If you’ve ever tried to manage asynchronous code in JavaScript, you know how messy things can get. For me, it all started with a simple question: “Is there a way to write asynchronous code that feels… synchronous?”

That question led me down a rabbit hole — and at the bottom, I met a two-faced wizard: the JavaScript Generator.


👋🏽 First Impressions: The Pulling Mechanism

I still remember the first time I used a generator. At that point, I only saw it as a fancy way to produce values one at a time.

Something like this:

function* produceValues() {
  yield 1;
  yield 2;
  yield 3;
}

const gen = produceValues();

console.log(gen.next()); // { value: 1, done: false }
console.log(gen.next()); // { value: 2, done: false }
console.log(gen.next()); // { value: 3, done: false }
console.log(gen.next()); // { value: undefined, done: true }

Each time I called .next(), it felt like I was pulling a rabbit out of a magician’s hat. The function paused at each yield, waiting patiently for me to ask again. This was my first true “aha!” moment — a function that doesn’t finish all at once, but takes breaks and continues later. That’s powerful.


📨 My Second Surprise: The Pushing Mechanism

But then I stumbled upon something even more surprising: I could send values back into the generator!

At first, this sounded odd. How could a function accept input while it’s running?

But here’s what I tried:

function* greetGenerator() {
  const name = yield "What's your name?";
  console.log(`Hello, ${name}!`);
  const language = yield "What language do you love?";
  console.log(`Ah, ${language}! Excellent choice.`);
}

const greeter = greetGenerator();

console.log(greeter.next().value);        // "What's your name?"
console.log(greeter.next("Ekene").value); // Hello, Ekene! → "What language do you love?"
console.log(greeter.next("JavaScript"));  // Ah, JavaScript! Excellent choice.

This was the second “wow” moment for me. The value I passed into .next("Ekene") didn’t just vanish. It went into the function, becoming the result of the previous yield.

That’s when I realized — this generator isn’t just an iterator… it’s also an observer.


đź§  Lightbulb Moment: Managing Async Code with Generators

The moment I truly appreciated the power of generators was when I connected them to asynchronous programming.

I was already tired of writing deeply nested .then() calls. Even async/await had its limitations in some older environments. That’s when I read about using generators to manage promises, and how libraries like co, taskjs, and bluebird used them under the hood.

So I gave it a go. I wrote this:

function fetchUser() {
  return new Promise((resolve) => {
    setTimeout(() => resolve({ id: 1, name: "Ekene" }), 1000);
  });
}

function fetchPosts(userId) {
  return new Promise((resolve) => {
    setTimeout(() => resolve(["Post 1", "Post 2"]), 1000);
  });
}

And then, I wrote my generator like this:

function* loadData() {
  const user = yield fetchUser();
  console.log("User:", user);

  const posts = yield fetchPosts(user.id);
  console.log("Posts:", posts);
}

It looked synchronous, but it was fully asynchronous. That’s when I realized I needed a runner function — a way to orchestrate the pulling and pushing automatically.

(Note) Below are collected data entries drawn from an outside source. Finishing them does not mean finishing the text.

PR #3507, opened 2021-10-03
pipx - new module

russoz:
##### SUMMARY
New module to automate the use of the `pipx` command.

##### ISSUE TYPE
- New Module Pull Request

##### COMPONENT NAME
plugins/modules/packaging/language/pipx.py

### DIFF
--- a/plugins/modules/packaging/language/pipx.py
+++ b/plugins/modules/packaging/language/pipx.py
@@ -125,7 +125,7 @@ class PipX(CmdStateModuleHelper):
         ],
         supports_check_mode=True,
     )
-    command = ['python3', '-m', 'pipx']
+    command = ['python', '-m', 'pipx']
     command_args_formats = dict(
         state=dict(fmt=lambda v: [_state_map.get(v, v)]),
         name_source=dict(fmt=lambda n, s: [s] if s else [n], stars=1),
--- a/plugins/modules/packaging/language/pipx.py
+++ b/plugins/modules/packaging/language/pipx.py
@@ -11,7 +11,8 @@ __metaclass__ = type
 DOCUMENTATION = '''
 ---
 module: pipx
-short_description: manages applications installed with pipx.
+short_description: Manages applications installed with pipx
+version_added: 3.8.0
 description:
     - Manage Python applications installed in isolated virtualenvs using pipx.
 options:
--- a/plugins/modules/packaging/language/pipx.py
+++ b/plugins/modules/packaging/language/pipx.py
@@ -66,6 +66,11 @@ options:
         description:
             - Python version to be used when creating the application virtual environment. Must be 3.6+.
         type: str
+    pipx_path:
+        description:
+            - Path to the `pipx` installed in the system.
+        type: path
+        default: ~/.local/bin/pipx
 notes:
     - This module does not install the C(pipx) python package, however that can be easily done with the module C(ansible.builtin.pip).
     - This module does not require C(pipx) to be in the shell C(PATH), but it must be loadable by Python as a module.
--- a/plugins/modules/packaging/language/pipx.py
+++ b/plugins/modules/packaging/language/pipx.py
@@ -1,0 +1,236 @@
+#!/usr/bin/python
+# -*- coding: utf-8 -*-
+
+# (c) 2021, Alexei Znamensky <russoz@gmail.com>
+# GNU General Public License v3.0+ (see COPYING or https://www.gnu.org/licenses/gpl-3.0.txt)
+
+from __future__ import absolute_import, division, print_function
+__metaclass__ = type
+
+
+DOCUMENTATION = '''
+---
+module: pipx
+short_description: manages applications installed with pipx.
+description:
+    - Manage Python applications installed in isolated virtualenvs using pipx.
+options:
+    state:
+        type: str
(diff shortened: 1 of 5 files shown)


plugins/modules/packaging/language/pipx.py
```diff
@@ -0,0 +1,277 @@
...
+# GNU General Public License v3.0+ (see COPYING or https://www.gnu.org/licenses/gpl-3.0.txt)
+
+from __future__ import absolute_import, division, print_function
+__metaclass__ = type
+
+
+DOCUMENTATION = '''
+---
+module: pipx
+short_description: manages applications installed with pipx.
```
felixfontein, line 14:
```suggestion
short_description: Manages applications installed with pipx
version_added: 3.8.0
```

plugins/modules/packaging/language/pipx.py
```diff
@@ -0,0 +1,277 @@
...
+    source:
+        type: str
+        description:
+            - >
+              If the application source, such as a package with version specifier, or an URL,
+              directory or any other accepted specification. See C(pipx) documentation for more details.
+            - When specified, the C(pipx) command will use I(source) instead of I(name).
+    installdeps:
+        description:
+            - Install dependencies for the application.
```
felixfontein, line 41: I don't think this is what the `--install-deps` option does.

plugins/modules/packaging/language/pipx.py
```diff
@@ -0,0 +1,277 @@
...
+              For passing package specifications or installing from URLs or directories,
+              please use the I(source) option.
+    source:
+        type: str
+        description:
+            - >
+              If the application source, such as a package with version specifier, or an URL,
+              directory or any other accepted specification. See C(pipx) documentation for more details.
+            - When specified, the C(pipx) command will use I(source) instead of I(name).
+    installdeps:
```
felixfontein, line 39: Why not using a name closer to the CLI option?
```suggestion
    install_deps:
```

plugins/modules/packaging/language/pipx.py
```diff
@@ -0,0 +1,277 @@
...
+        description:
+            - Base URL of Python Package Index.
+        type: str
+    python:
+        description:
+            - Python version to be used when creating the application virtual environment. Must be 3.6+.
+        type: str
+    executable:
+        description:
+            - Path to the `pipx` installed in the system.
```
felixfontein, line 71:
```suggestion
            - Path to the C(pipx) installed in the system.
```

plugins/modules/packaging/language/pipx.py
```diff
@@ -0,0 +1,277 @@
...
+            - >
+              If not specified, the module will use C(python -m pipx) to run the tool,
+              using the same Python interpreter as ansible itself.
+        type: path
+notes:
+    - This module does not install the C(pipx) python package, however that can be easily done with the module C(ansible.builtin.pip).
```
felixfontein, line 77:
```suggestion
    - This module does not install the C(pipx) python package, however that can be easily done with the module M(ansible.builtin.pip).
```

plugins/modules/packaging/language/pipx.py
```diff
@@ -0,0 +1,277 @@
...
+  community.general.pipx:
+    name: tox
+    source: git+https://github.com/tox-dev/tox.git
+
+- name: Upgrade tox
+  community.general.pipx:
+    name: tox
+    state: upgrade
+
+- name: Reinstall black with specific python version
```
felixfontein, line 105:
```suggestion
- name: Reinstall black with specific Python version
```

tests/integration/targets/pipx/tasks/main.yml
```diff
@@ -0,0 +1,87 @@
+---
+- name: install pipx
+  pip:
+    name: pipx
+    extra_args: --user
+
+##############################################################################
+- name: install application tox
```
felixfontein, line 8: Since you make sure that this task is `changed`, you should prepend another task which makes sure that `tox` isn't there.

tests/integration/targets/pipx/tasks/main.yml
```diff
@@ -0,0 +1,87 @@
...
+        - install_tox is changed
+        - "'tox' in install_tox.application"
+        - install_tox_again is not changed
+        - install_tox_again is failed
+        - install_tox_again_force is changed
+        - uninstall_tox is changed
+        - "'tox' not in uninstall_tox.application"
+
+##############################################################################
+- name: install application tox 324
```
felixfontein, line 43:
```suggestion
- name: install application tox 3.24.0
```
Same below.

felixfontein (commented):
Thanks for your contribution!

tests/integration/targets/pipx/tasks/main.yml
russoz: I thought I could count on that given the test is `destructive`, but I adding as a good practice nonetheless

felixfontein: Destructive is a flag which prevents tests being run in some environments (like when you don't specify `--docker` when running ansible-test; in that case you have to actively tell ansible-test to still run destructive tests if you want that to happen). Ansible-test does not use it to restrore the system in some way.

felixfontein (approved):

felixfontein:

🪄 Enter spawn(): My Generator Runner

This little helper changed everything:

function spawn(genFunc) {
  const gen = genFunc();

  function step(nextF) {
    let next;
    try {
      next = nextF();
    } catch (err) {
      return Promise.reject(err);
    }

    if (next.done) {
      return Promise.resolve(next.value);
    }

    return Promise.resolve(next.value).then(
      (v) => step(() => gen.next(v)),
      (e) => step(() => gen.throw(e))
    );
  }

  return step(() => gen.next());
}

And using it:

spawn(function* () {
  const user = yield fetchUser();
  const posts = yield fetchPosts(user.id);
  console.log("Final Output:", { user, posts });
});

At this point, I paused and smiled. I had found the missing link between callback chaos and synchronous-style async code. It was a generator. A kind of asynchronous storyteller who pauses and resumes, listens and responds.


✨ Generators Today

These days, I don’t write generator-based async flows often, because JavaScript has given us async and await. But knowing that those are built on this very pattern makes me respect generators even more.

Behind every await is a little two-faced wizard — pulling and pushing — keeping the story moving forward, one yield at a time.


đź§Ş Review Time

Let me see if you caught the magic:

  1. What does .next() do in a generator function?
  2. How does .next(value) allow you to send values into a paused generator?
  3. Why are generators called both iterators and observers?
  4. What role does a spawn() function play in running generator-based async flows?
  5. How do modern async/await features relate to generator functions?